*** Dataset extract Section Begins ***

PR #1171, opened 2024-01-29
Adding game german_whist_foregame

willmcgowan:
German Whist is a 2 player imperfect information trick-taking card game. The rules are outlined here https://en.wikipedia.org/wiki/German_whist#:~:text=German%20whist%20is%20a%20variant,is%20probably%20of%20British%20origin. 

Modified from previous pull request, no longer requires x86intrin.h or bmi2 support.


willmcgowan:
I hadn't added the game name to the pyspiel tests expected games.

lanctot:
> @lanctot Should I remove ismcts_gwhist from the PR?

No it's ok, you can leave it. Good to have an example and it's in the right place.

lanctot:
I don't know what is going on but the tests keep failing repeatedly after your last commit. Can you pull changes from master and push the merge commit? (maybe make an inconsequential change to one of your files if necessary to trigger the tests)

Apologies on the lateness in looking at this, I will take a look as soon as the tests pass.

willmcgowan:
My apologies for the delay in getting back to you, I have issues getting the python tests to run on my device due to some issues with absl. 
api_test.py and the playthrough_test.py are failing. With regard to api_test.py I have added an assert in the informationstatestring implementation.
I can add some more extensive comments and linting by monday.

willmcgowan:
Sorry for taking so long to address some of the issues.
On my device the playthrough test is failing throwing this error:

**Traceback (most recent call last):
  File "/Users/thomasmcgowan/Documents/Github/open_spiel/open_spiel/python/../integration_tests/playthrough_test.py", line 90, in test_all_games_tested
    missing_games = set(_AVAILABLE_GAMES) - set(_MISSING_GAMES) - set(
  File "/Users/thomasmcgowan/Documents/Github/open_spiel/open_spiel/python/../integration_tests/playthrough_test.py", line 91, in <genexpr>
    _playthrough_match(os.path.join(path, basename), _SHORTNAME)[1]
  File "/Users/thomasmcgowan/Documents/Github/open_spiel/open_spiel/python/../integration_tests/playthrough_test.py", line 57, in _playthrough_match
    data = f.read()
  File "/Library/Developer/CommandLineTools/Library/Frameworks/Python3.framework/Versions/3.9/lib/python3.9/codecs.py", line 322, in decode
    (result, consumed) = self._buffer_decode(data, self.errors, final)
UnicodeDecodeError: 'utf-8' codec can't decode byte 0x80 in position 3131: invalid start byte

======================================================================
ERROR: test_playthrough_.DS_Store (__main__.PlaythroughTest)
PlaythroughTest.test_playthrough_.DS_Store
----------------------------------------------------------------------
  File "/Users/thomasmcgowan/Documents/Github/open_spiel/open_spiel/python/../integration_tests/playthrough_test.py", line 108, in <lambda>
    test_func = lambda self, basename=basename: self.run_test(path, basename)
  File "/Users/thomasmcgowan/Documents/Github/open_spiel/open_spiel/python/../integration_tests/playthrough_test.py", line 76, in run_test
    expected, actual = generate_playthrough.replay(file_path)
  File "/Users/thomasmcgowan/Documents/Github/open_spiel/open_spiel/python/algorithms/generate_playthrough.py", line 526, in replay
    original, kwargs = _read_playthrough(filename)
  File "/Users/thomasmcgowan/Documents/Github/open_spiel/open_spiel/python/algorithms/generate_playthrough.py", line 519, in _read_playthrough
    original = f.read()
  File "/Library/Developer/CommandLineTools/Library/Frameworks/Python3.framework/Versions/3.9/lib/python3.9/codecs.py", line 322, in decode
    (result, consumed) = self._buffer_decode(data, self.errors, final)
UnicodeDecodeError: 'utf-8' codec can't decode byte 0x80 in position 3131: invalid start byte

Investigating with hexdump:
xxd -l 16 -s 3131 ./open_spiel/integration_tests/playthroughs/german_whist_foregame.txt 
00000c3b: 3139 3630 3738 292c 2028 3134 2c30 2e30  196078), (14,0.0
This is the segment (where the chance outcomes are being printed).
I thought perhaps because my infostate string/observation state string made use of "/n" that might be causing the issue.

lanctot (approved):

open_spiel/games/german_whist_foregame/german_whist_endgame.cc
```diff
@@ -0,0 +1,729 @@
+// Source Code for an Executable Generating an Endgame Tablebase for German
+// Whist
+
+#include <cassert>
+#include <thread>
```
lanctot, line 5: I did not realize you were using threads. This is not an approved header. Can you remove the dependence on threading in this implementation? From what I can tell this is only used for the end game solver? We have something similar in Bridge but it's not threaded.

open_spiel/games/german_whist_foregame/german_whist_foregame.cc
```diff
@@ -0,0 +1,697 @@
+
+#include "open_spiel/games/german_whist_foregame/german_whist_foregame.h"
+
+#include <filesystem>
```
lanctot, line 4: Similarly this is not an approved header. Could you use the utilities library [here](https://github.com/google-deepmind/open_spiel/blob/master/open_spiel/utils/file.h)? I assume that should have everything you need.

lanctot (changes requested):
Hi @willmcgowan, sorry but I missed a few things that are critical. I had started the import but the changes required are non-trivial. Apologies for the delay.

open_spiel/games/german_whist_foregame/german_whist_foregame.cc
willmcgowan: I think it only uses approved headers now.

lanctot (approved):

lanctot:
Apologies for the delays.. the summer ended up a bit busier than I expected!

Should finally be merged some time soon (today or next few days).

lanctot:
Merged into master in https://github.com/google-deepmind/open_spiel/commit/08543bd9b773bdb7a9246066a3f3bd10d2a25199

lanctot:
Hi @willmcgowan, we had to remove the game because it was crashing in the playthrough test. 

I tried a few things but ultimately could not fix it. I believe it might be due to the game construction trying to read the transposition table from disk or maybe taking up too much memory constructing the initial TTable.

Here's the commit: https://github.com/google-deepmind/open_spiel/commit/a66063d2d4b83f26ed9a361d14bbad95f7d2b8d7

We should have a version of the game that will work without a transposition table, i.e. make it optional by default. 

If you want to take a look please start from the fixed version in this commit above. I had to make a number of changes for it to fit our internal style and the version above includes all of them. If you find and fix it, then please resubmit as a new PR.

*** Dataset extract Section Ends ***

:: Work task ::
Reproduce the material verbatim, line by line.

:: Solution to the problem ::
PR #1171, opened 2024-01-29
Adding game german_whist_foregame

willmcgowan:
German Whist is a 2 player imperfect information trick-taking card game. The rules are outlined here https://en.wikipedia.org/wiki/German_whist#:~:text=German%20whist%20is%20a%20variant,is%20probably%20of%20British%20origin. 

Modified from previous pull request, no longer requires x86intrin.h or bmi2 support.


willmcgowan:
I hadn't added the game name to the pyspiel tests expected games.

lanctot:
> @lanctot Should I remove ismcts_gwhist from the PR?

No it's ok, you can leave it. Good to have an example and it's in the right place.

lanctot:
I don't know what is going on but the tests keep failing repeatedly after your last commit. Can you pull changes from master and push the merge commit? (maybe make an inconsequential change to one of your files if necessary to trigger the tests)

Apologies on the lateness in looking at this, I will take a look as soon as the tests pass.

willmcgowan:
My apologies for the delay in getting back to you, I have issues getting the python tests to run on my device due to some issues with absl. 
api_test.py and the playthrough_test.py are failing. With regard to api_test.py I have added an assert in the informationstatestring implementation.
I can add some more extensive comments and linting by monday.

willmcgowan:
Sorry for taking so long to address some of the issues.
On my device the playthrough test is failing throwing this error:

**Traceback (most recent call last):
  File "/Users/thomasmcgowan/Documents/Github/open_spiel/open_spiel/python/../integration_tests/playthrough_test.py", line 90, in test_all_games_tested
    missing_games = set(_AVAILABLE_GAMES) - set(_MISSING_GAMES) - set(
  File "/Users/thomasmcgowan/Documents/Github/open_spiel/open_spiel/python/../integration_tests/playthrough_test.py", line 91, in <genexpr>
    _playthrough_match(os.path.join(path, basename), _SHORTNAME)[1]
  File "/Users/thomasmcgowan/Documents/Github/open_spiel/open_spiel/python/../integration_tests/playthrough_test.py", line 57, in _playthrough_match
    data = f.read()
  File "/Library/Developer/CommandLineTools/Library/Frameworks/Python3.framework/Versions/3.9/lib/python3.9/codecs.py", line 322, in decode
    (result, consumed) = self._buffer_decode(data, self.errors, final)
UnicodeDecodeError: 'utf-8' codec can't decode byte 0x80 in position 3131: invalid start byte

======================================================================
ERROR: test_playthrough_.DS_Store (__main__.PlaythroughTest)
PlaythroughTest.test_playthrough_.DS_Store
----------------------------------------------------------------------
  File "/Users/thomasmcgowan/Documents/Github/open_spiel/open_spiel/python/../integration_tests/playthrough_test.py", line 108, in <lambda>
    test_func = lambda self, basename=basename: self.run_test(path, basename)
  File "/Users/thomasmcgowan/Documents/Github/open_spiel/open_spiel/python/../integration_tests/playthrough_test.py", line 76, in run_test
    expected, actual = generate_playthrough.replay(file_path)
  File "/Users/thomasmcgowan/Documents/Github/open_spiel/open_spiel/python/algorithms/generate_playthrough.py", line 526, in replay
    original, kwargs = _read_playthrough(filename)
  File "/Users/thomasmcgowan/Documents/Github/open_spiel/open_spiel/python/algorithms/generate_playthrough.py", line 519, in _read_playthrough
    original = f.read()
  File "/Library/Developer/CommandLineTools/Library/Frameworks/Python3.framework/Versions/3.9/lib/python3.9/codecs.py", line 322, in decode
    (result, consumed) = self._buffer_decode(data, self.errors, final)
UnicodeDecodeError: 'utf-8' codec can't decode byte 0x80 in position 3131: invalid start byte

Investigating with hexdump:
xxd -l 16 -s 3131 ./open_spiel/integration_tests/playthroughs/german_whist_foregame.txt 
00000c3b: 3139 3630 3738 292c 2028 3134 2c30 2e30  196078), (14,0.0
This is the segment (where the chance outcomes are being printed).
I thought perhaps because my infostate string/observation state string made use of "/n" that might be causing the issue.

lanctot (approved):

open_spiel/games/german_whist_foregame/german_whist_endgame.cc
```diff
@@ -0,0 +1,729 @@
+// Source Code for an Executable Generating an Endgame Tablebase for German
+// Whist
+
+#include <cassert>
+#include <thread>
```
lanctot, line 5: I did not realize you were using threads. This is not an approved header. Can you remove the dependence on threading in this implementation? From what I can tell this is only used for the end game solver? We have something similar in Bridge but it's not threaded.

open_spiel/games/german_whist_foregame/german_whist_foregame.cc
```diff
@@ -0,0 +1,697 @@
+
+#include "open_spiel/games/german_whist_foregame/german_whist_foregame.h"
+
+#include <filesystem>
```
lanctot, line 4: Similarly this is not an approved header. Could you use the utilities library [here](https://github.com/google-deepmind/open_spiel/blob/master/open_spiel/utils/file.h)? I assume that should have everything you need.

lanctot (changes requested):
Hi @willmcgowan, sorry but I missed a few things that are critical. I had started the import but the changes required are non-trivial. Apologies for the delay.

open_spiel/games/german_whist_foregame/german_whist_foregame.cc
willmcgowan: I think it only uses approved headers now.

lanctot (approved):

lanctot:
Apologies for the delays.. the summer ended up a bit busier than I expected!

Should finally be merged some time soon (today or next few days).

lanctot:
Merged into master in https://github.com/google-deepmind/open_spiel/commit/08543bd9b773bdb7a9246066a3f3bd10d2a25199

lanctot:
Hi @willmcgowan, we had to remove the game because it was crashing in the playthrough test. 

I tried a few things but ultimately could not fix it. I believe it might be due to the game construction trying to read the transposition table from disk or maybe taking up too much memory constructing the initial TTable.

Here's the commit: https://github.com/google-deepmind/open_spiel/commit/a66063d2d4b83f26ed9a361d14bbad95f7d2b8d7

We should have a version of the game that will work without a transposition table, i.e. make it optional by default. 

If you want to take a look please start from the fixed version in this commit above. I had to make a number of changes for it to fit our internal style and the version above includes all of them. If you find and fix it, then please resubmit as a new PR.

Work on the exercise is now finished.